— DATA EXTRACTS —

PR #91, opened 2016-07-25
Fix screen for applications that want to manage their own glfw and not rely on nanogui

AlwaysGeeky:
Also include a new example, example3.cpp that demonstrates a way to create your own windows management code with glfw but still create GUI objects with nanogui.

### DIFF
--- a/include/nanogui/screen.h
+++ b/include/nanogui/screen.h
@@ -192,7 +192,7 @@ protected:
     std::string mCaption;
     bool mShutdownGLFWOnDestruct;
     bool mFullscreen;
-	bool mOwningGLFWContext;
+    bool mOwningGLFWContext;
 };
 
 NAMESPACE_END(nanogui)
--- a/include/nanogui/screen.h
+++ b/include/nanogui/screen.h
@@ -192,6 +192,7 @@ protected:
     std::string mCaption;
     bool mShutdownGLFWOnDestruct;
     bool mFullscreen;
+	bool mOwningGLFWContext;
 };
 
 NAMESPACE_END(nanogui)
--- a/src/example3.cpp
+++ b/src/example3.cpp
@@ -79,12 +79,12 @@ int main(int /* argc */, char ** /* argv */) {
     FormHelper *gui = new FormHelper(screen);
     ref<Window> nanoguiWindow = gui->addWindow(Eigen::Vector2i(10, 10), "Form helper example");
     gui->addGroup("Basic types");
-    gui->addVariable("bool", bvar);
+    gui->addVariable("bool", bvar)->setTooltip("Test tooltip.");
     gui->addVariable("string", strval);
 
     gui->addGroup("Validating fields");
     gui->addVariable("int", ivar)->setSpinnable(true);
-    gui->addVariable("float", fvar);
+    gui->addVariable("float", fvar)->setTooltip("Test.");
     gui->addVariable("double", dvar)->setSpinnable(true);
 
     gui->addGroup("Complex types");
@@ -92,7 +92,7 @@ int main(int /* argc */, char ** /* argv */) {
     gui->addVariable("Color", colval);
 
     gui->addGroup("Other widgets");
-    gui->addButton("A button", []() { std::cout << "Button pressed." << std::endl; });
+    gui->addButton("A button", []() { std::cout << "Button pressed." << std::endl; })->setTooltip("Testing a much longer tooltip, that will wrap around to new lines multiple times.");;
 
     screen->setVisible(true);
     screen->performLayout();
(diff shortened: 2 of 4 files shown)


include/nanogui/screen.h
```diff
@@ -192,6 +192,7 @@ class NANOGUI_EXPORT Screen : public Widget {
     std::string mCaption;
     bool mShutdownGLFWOnDestruct;
     bool mFullscreen;
+	bool mOwningGLFWContext;
```
wjakob: Indentation issue (are you using tabs? NanoGUI uses only spaces.)

src/screen.cpp
```diff
@@ -300,10 +309,12 @@ void Screen::setVisible(bool visible) {
     if (mVisible != visible) {
         mVisible = visible;
 
-        if (visible)
-            glfwShowWindow(mGLFWWindow);
-        else
-            glfwHideWindow(mGLFWWindow);
+		if (mOwningGLFWContext) {
```
wjakob: tab indentation issue

src/screen.cpp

— TASK DESCRIPTION —
Across the preceding material, how many lines contain the word "cout"? State the number alone.

— SOLUTION TO THE PROBLEM —
2